- Presented by: Sneha
- Original language: Tamil
- No. of seasons: 2
- No. of episodes: 32

Production
- Camera setup: Multi-camera
- Running time: approx. 40-45 minutes per episode

Original release
- Network: Puthuyugam TV
- Release: 2013 – 16 April 2014

= Melam Kottu Thali Kattu =

Melam Kottu Thali Kattu is an Indian Tamil-language reality television show, broadcast on Puthuyugam TV from 2013 to 16 April 2014 aired every Saturday and Sunday 8 PM IST and Season 2 aired every Saturday 8 PM IST. It is meant for unmarried women.
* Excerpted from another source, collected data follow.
PR #836, opened 2017-07-17
Add multi-segments bucket

Pchelolo:
Multi-segment bucket created, parsed and mobile converted.

cc @wikimedia/services

### DIFF
--- a/config.example.wikimedia.yaml
+++ b/config.example.wikimedia.yaml
@@ -28,7 +28,7 @@ default_project: &default_project
               domains: /./
         parsoid:
           host: http://parsoid-beta.wmflabs.org
-          time_to_live: 84600
+          time_to_live: 1
         action:
           apiUriTemplate: "{{'https://{domain}/w/api.php'}}"
           baseUriTemplate: "{{'https://{domain}/api/rest_v1'}}"
--- a/config.example.wikimedia.yaml
+++ b/config.example.wikimedia.yaml
@@ -33,6 +33,8 @@ default_project: &default_project
           cache_control: s-maxage=86400, max-age=86400
         citoid:
           host: http://citoid-beta.wmflabs.org
+        recommendation:
+          host: https://recommendation-api-beta.wmflabs.org
         # 10 days Varnish caching, one day client-side
         purged_cache_control: s-maxage=864000, max-age=86400
         # Cache control for purged endpoints allowing short-term client caching
--- a/config.example.wikimedia.yaml
+++ b/config.example.wikimedia.yaml
@@ -17,7 +17,7 @@ default_project: &default_project
             - name: default.group.local
               domains: /./
         table_ng:
-          backend: cassandra
+          backend: cassandra-ng
           hosts: [localhost]
           keyspace: system
           username: cassandra
--- a/config.example.wikimedia.yaml
+++ b/config.example.wikimedia.yaml
@@ -16,6 +16,16 @@ default_project: &default_project
           storage_groups:
             - name: default.group.local
               domains: /./
+        table_ng:
+          backend: cassandra
+          hosts: [localhost]
+          keyspace: system
+          username: cassandra
+          password: cassandra
+          defaultConsistency: one # or 'localQuorum' for production
+          storage_groups:
+            - name: test.group.local
+              domains: /./
         parsoid:
           host: http://parsoid-beta.wmflabs.org
         action:
--- a/config.example.wikimedia.yaml
+++ b/config.example.wikimedia.yaml
@@ -28,6 +28,7 @@ default_project: &default_project
               domains: /./
         parsoid:
           host: http://parsoid-beta.wmflabs.org
+          time_to_live: 84600
         action:
           apiUriTemplate: "{{'https://{domain}/w/api.php'}}"
           baseUriTemplate: "{{'https://{domain}/api/rest_v1'}}"
--- a/package.json
+++ b/package.json
@@ -37,7 +37,7 @@
     "bluebird": "^3.5.0",
     "cassandra-uuid": "^0.0.2",
     "restbase-mod-table-cassandra": "^0.11.2",
-    "restbase-mod-table-cassandra-ng": "git@github.com:wikimedia/restbase-mod-table-cassandra.git",
+    "restbase-mod-table-cassandra-ng": "git@github.com:wikimedia/restbase-mod-table-cassandra.git#redesign",
     "service-runner": "^2.3.0",
     "json-stable-stringify": "git+https://github.com/wikimedia/json-stable-stringify#master",
     "content-type": "git+https://github.com/wikimedia/content-type#master",
--- a/package.json
+++ b/package.json
@@ -37,6 +37,7 @@
     "bluebird": "^3.5.0",
     "cassandra-uuid": "^0.0.2",
     "restbase-mod-table-cassandra": "^0.11.2",
+    "restbase-mod-table-cassandra-ng": "git@github.com:wikimedia/restbase-mod-table-cassandra.git",
     "service-runner": "^2.3.0",
     "json-stable-stringify": "git+https://github.com/wikimedia/json-stable-stringify#master",
     "content-type": "git+https://github.com/wikimedia/content-type#master",
--- a/package.json
+++ b/package.json
@@ -65,6 +65,7 @@
     "mocha.parallel": "^0.15.2",
     "nock": "^9.0.13",
     "preq": "^0.5.2",
+    "restbase-mod-table-sqlite-ng": "^0.1.20",
     "restbase-mod-table-sqlite": "^0.1.20",
     "swagger-test": "0.5.1"
   },
--- a/package.json
+++ b/package.json
@@ -37,7 +37,7 @@
     "bluebird": "^3.5.0",
     "cassandra-uuid": "^0.0.2",
     "restbase-mod-table-cassandra": "^0.11.2",
-    "restbase-mod-table-cassandra-ng": "git@github.com:wikimedia/restbase-mod-table-cassandra.git#redesign",
+    "restbase-mod-table-cassandra-ng": "git+https://github.com/wikimedia/restbase-mod-table-cassandra#redesign",
     "service-runner": "^2.3.0",
     "json-stable-stringify": "git+https://github.com/wikimedia/json-stable-stringify#master",
     "content-type": "git+https://github.com/wikimedia/content-type#master",
--- a/package.json
+++ b/package.json
@@ -1,6 +1,6 @@
 {
   "name": "restbase",
-  "version": "0.16.7",
+  "version": "0.16.8",
   "description": "REST storage and service dispatcher",
   "main": "index.js",
   "scripts": {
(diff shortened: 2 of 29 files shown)


package.json
```diff
@@ -37,6 +37,7 @@
     "bluebird": "^3.5.0",
     "cassandra-uuid": "^0.0.2",
     "restbase-mod-table-cassandra": "^0.11.1",
+    "restbase-mod-table-cassandra-ng": "git@github.com:wikimedia/restbase-mod-table-cassandra.git",
```
eevans: I think this git url needs the branch name, too (ala #redesign)

projects/wmf_default.yaml
```diff
@@ -96,6 +96,14 @@ paths:
                 - path: sys/table.js
                   options:
                     conf: '{{options.table}}'
+            /table-ng: &sys_table
```
d00rman: `s/sys_table/sys_table_ng/`

Pchelolo:
I've created this WIP PR to discuss the general approach. The idea is that the new bucket (currently called `parsed_bucket`, but we will generalize it to `multi_content_bucket` or something. So it's got the API that allows to fetch individual types of content separately, but for storage you can only save all types of content simultaneously. Also the version of the previously stored content will be provided as a header. 

Listings are supported currently to make the tests pass, but they actually don't make a lot of sense since normally the listing should contain only a single revision/render. So we can either continue supporting `/html/{title}/` endpoint for debugging purposes or just drop it completely. 

One more thing - for non-latest-revision support I propose to use existing stashing tables.

sys/parsoid.js
```diff
@@ -225,6 +225,17 @@ class ParsoidService {
         return new URI(path);
     }
 
+    getNGBucketURI(rp, format, tid) {
+        const path = [rp.domain, 'sys', 'parsoid_bucket', `${format}`, rp.title];
```
d00rman: `s/'${format}'/format/` ?

sys/parsoid_bucket.js
```diff
@@ -0,0 +1,241 @@
...
+        }
+    };
+}
+
+class ParsoidBucket {
+    createBucket(hyper, req) {
+        const rp = req.params;
+        return P.all([
+            hyper.put({
+                uri: new URI([rp.domain, 'sys', 'table-ng', 'html-ng']),
```
d00rman: I am not sure we should suffix the names of the tables with `-ng`. Ideally we want something that does not clash with the current naming scheme (which allows easier upgrades for other users), but still something that makes sense. `parsoid-html` perhaps?

d00rman: Oh, and `table-ng` should probably be made a constant and used as such, since once we switch all of the use cases to the new storage design `/sys/table/` will no longer be used and we will be able to safely rename this one.

sys/parsoid_bucket.js
```diff
@@ -0,0 +1,241 @@
...
+                        { attribute: 'key', type: 'hash' },
+                        { attribute: 'tid', type: 'range', order: 'desc' },
+                    ]
+                }
+            })
+        ]).thenReturn({ status: 201 });
+    }
+
+    makeSchema(opts) {
+        const schemaVersionMajor = 2;
```
d00rman: This can be set to `1` as these are new tables.

gwicke:
One small remark: It might be less ambiguous longer term to use version numbers (table2 or table_2) instead of -ng.

Pchelolo:
@gwicke There's separate underlying tables

gwicke:
> There's separate underlying tables

In that case, how does the backend know about which of the elements is primary for consistency purposes?

Pchelolo:
@gwicke In this version is just knows, but in the generalized version of the bucket (which comes later) it will be configurable.

sys/parsoid_bucket.js
```diff
@@ -0,0 +1,418 @@
...
+                },
+                limit: 1,
+                proj: [ 'rev', 'tid']
+            }
+        }).catchReturn({ status: 404 }, undefined)
+        .then((res) => {
+            if (!res || !res.body.items.length) {
+                // Noting was ever there - put the first render and no need to update the index
+                return createContentStoreRequests(hyper, req,rev, tid);
+            } else if (res && res.body.items.length && res.body.items[0].rev < rev) {
```
d00rman: Simpler `else if (res.body.items[0].rev < rev)`

config.example.wikimedia.yaml
```diff
@@ -16,6 +16,16 @@ default_project: &default_project
           storage_groups:
             - name: default.group.local
               domains: /./
+        table_ng:
```
gwicke: Perhaps use table_2?

sys/parsoid.js
```diff
@@ -344,7 +392,9 @@ class ParsoidService {
                         body: res.body[format].body
                     };
                     resp.headers.etag = mwUtil.makeETag(rp.revision, tid);
-                    return this.saveParsoidResult(hyper, req, format, tid, res)
+                    return this.saveParsoidResultToLatest(hyper, req, tid, res)
+                    .catch({ status: 412 }, () =>
```
gwicke: Where is this 412 coming from, and what is it based on? The request in saveParsoidResultToLatest does not look conditional.

Pchelolo: @gwicke So the 412 was the closes one to what we need to indicate here. It's coming from here: https://github.com/wikimedia/restbase/pull/836/files#diff-2505eb75397a4cf81edd753431f60036R369

This is the case where we're trying to store something old to the `latest_and_recent` table. So it's kinda a "Precondition failed". If you have an idea of how to better communicate that info - that would be great.

gwicke: Thanks for the pointer. I was somehow assuming that this was hitting the table storage backend, and didn't find the 412 there.

Regarding the interface, I agree that 412 kind of makes sense here. It just seems surprising without making a conditional request. The condition we are after is "if rev > previous rev". None of the existing conditional request headers fit that squarely, but perhaps it would still be clearer to  communicate the condition in the request. The best I can come up with using existing conditions would be `if-none-match: W/"12345"`: Only store if existing content does not *weakly* match rev 12345. I guess another option would be to create a new header, for example `if-version-lt: 12345`.

For some of these more specialized buckets we could also consider calling them directly as modules, rather than making HTTP calls to them through the router. This might be a bit easier to understand, and would avoid some routing overhead. Main loss would be less detailed metrics about internal bucket requests.

Pchelolo: > The best I can come up with using existing conditions would be if-none-match: W/"12345": Only store if existing content does not weakly match rev 12345. I guess another option would be to create a new header, for example if-version-lt: 12345.

The problem with this idea is that on this level we do not know the value of "12345" It's only know inside the `parsoid_bucket`...

> For some of these more specialized buckets we could also consider calling them directly as modules, rather than making HTTP calls to them through the router. 

The `parsed_bucket` is indeed kinda a submodule of `parsed` module, so library-style call could make a lot of sense here. But we are going to generalize the `parsed_bucket` to reuse it elsewhere, in that sense the library-style call is worse... 

Maybe replace 412 with 400? Like "You're trying to put the latest stuff but the revId is not actually latest so it's illegal"?

gwicke:
From a correctness perspective, the main thing that stands out to me is that requests for old, superseded revisions can be served from the current table storage, without guarantees about remaining available after the initial request. Even without probabilistic deletions, previous revisions can remain in the current table indefinitely if edits are consistently spaced out more than 10 days apart (revision-timeline TTL). Even with more frequent edits and without probabilistic deletions, previous revisions are always retained until the next edit happens, at which point they are likely to be deleted. From a user perspective, this means that edits based off old revisions will now have a decent chance of failing.

sys/parsoid.js
gwicke: > The problem with this idea is that on this level we do not know the value of "12345" It's only know inside the parsoid_bucket...

The number we need to know here is the revision we are about to store, which I believe we know.

Pchelolo:
> From a correctness perspective, the main thing that stands out to me is that requests for old, superseded revisions can be served from the current table storage, without guarantees about remaining available after the initial request.

Yes, this is issue number 2 that I was talking about on the sync up. We have 2 ways of dealing with that issue: static column or an additional read from the index. Both variants are really easily implementable and they are very self-contained in the getRevision method of the `parsoid_bucket` module. I can implement one of them right now and we can test that, but we wanted to first make a run without any of them to check for baseline performance. We're not extensively testing the read pipeline in the dev cluster right now anyway. If you think it's better to go with one of the options right away - I can update the PR

sys/parsoid.js
Pchelolo: Hm... So the standard `If-Match/If-None-Match` doesn't fit because of the non-strict matching... Custom header is a possible solution indeed, but I'm not sure what do we gain from it?

Other response status candidate is:

> **409 Conflict**
Indicates that the request could not be processed because of conflict in the request, such as an edit conflict between multiple simultaneous updates.

gwicke:
@Pchelolo, I think the main advantage of finishing the design & implementation as far as possible will be to avoid the need for a lot of repeat testing & review. That said, I know that there are a lot of competing priorities right now as well. Perhaps we can at least finalize the design & make sure that we have covered all bases in theory?

d00rman:
I believe the portion of requests that might fail due to this unaddressed issue is pretty low, since there is only one scenario (that I can think of) in which that happens:

1. user A starts an edit of a non-latest revision
1. `24h - delta` time units after that, user B starts an edit of the same revision
1. user B attempts a save after more than `delta` time units

To my knowledge, users editing the same revision usually happens during edit wars, and those usually refer to the latest revision and happen in a time span much lower than 24h. I do agree with the sentiment that

> [...] the main advantage of finishing the design & implementation as far as possible will be to avoid the need for a lot of repeat testing & review

However, I question whether either of the current ideas we are floating should be employed given the extreme edge case in which this issue presents itself. Concretely, @eevans expressed some concerns wrt using a static column, while introducing an additional read to the index table hurts performance for all of the common cases.

gwicke:
> I believe the portion of requests that might fail due to this unaddressed issue is pretty low, since there is only one scenario (that I can think of) in which that happens

Old revisions read from the "current" table can be deleted at any time as part of background updates. This means that the TTL protections are essentially gone for a large portion (likely most) edits based off old revisions.

Pchelolo:
> Old revisions read from the "current" table can be deleted at any time as part of background updates. This means that the TTL protections are essentially gone for a large portion (likely most) edits based off old revisions.

The only case when that happens is if someone edits an old revision, and then 24ish hours later someone edits the same old revision again. It doesn't seem very likely. But as I've wrote - we can achieve 100% correctness with a tiny little function in the storage module. We just don't need to do that right now as we can't really test it in dev cluster.

Pchelolo:
Ok, if we wanna start switching mobile apps early next week we need to merge this first before I'm able to generalize this and write a PR for mobile apps

projects/wmf_default.yaml
```diff
@@ -114,17 +114,26 @@ paths:
...
                     conf: '{{options.table_ng}}'
             /parsoid_bucket:
               x-modules:
-                - path: sys/parsoid_bucket.js
+                - path: sys/multi_content_bucket.js
                   options:
                     time_to_live: '{{default(options.parsoid.time_to_live, 84600)}}'
                     delete_probability: '{{default(options.parsoid.delete_probability, 1)}}'
+                    table_name_prefix: parsoid
+                    main_content_type:
```
eevans: Complete bike-shedding, feel free to ignore, but how about s/main/primary/?

eevans: > Complete bike-shedding, feel free to ignore, but how about s/main/primary/?

Or not...given how pervasive the term is throughout the code; Perhaps not worth the effort.

d00rman:
Overall, LGTM :+1: Very nice separation and generalisation of the bucket. I think we can start testing with this now.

It includes a seven-round quiz competition with prizes such as gold and other articles required for marriage. The show is presented by actress Sneha. It also airs in Malaysia Tamil Channel on Astro Vaanavil.

== Season ==

===Seasons overview===

| Season |  | Episodes | Originally aired |  |  |
| First aired | Last aired |
|  | 1 | 24 | 2013 | 19 January 2014 |
|  | 2 | 8 | 8 March 2014 | 16 April 2014 |

==International broadcast==
- In Singapore Tamil Channel on V Thamizh HD. It aired Saturday and Sunday at 9:00PM.
- In Malaysia Tamil Channel on Astro Vaanavil. It airs every Monday at 6:00PM.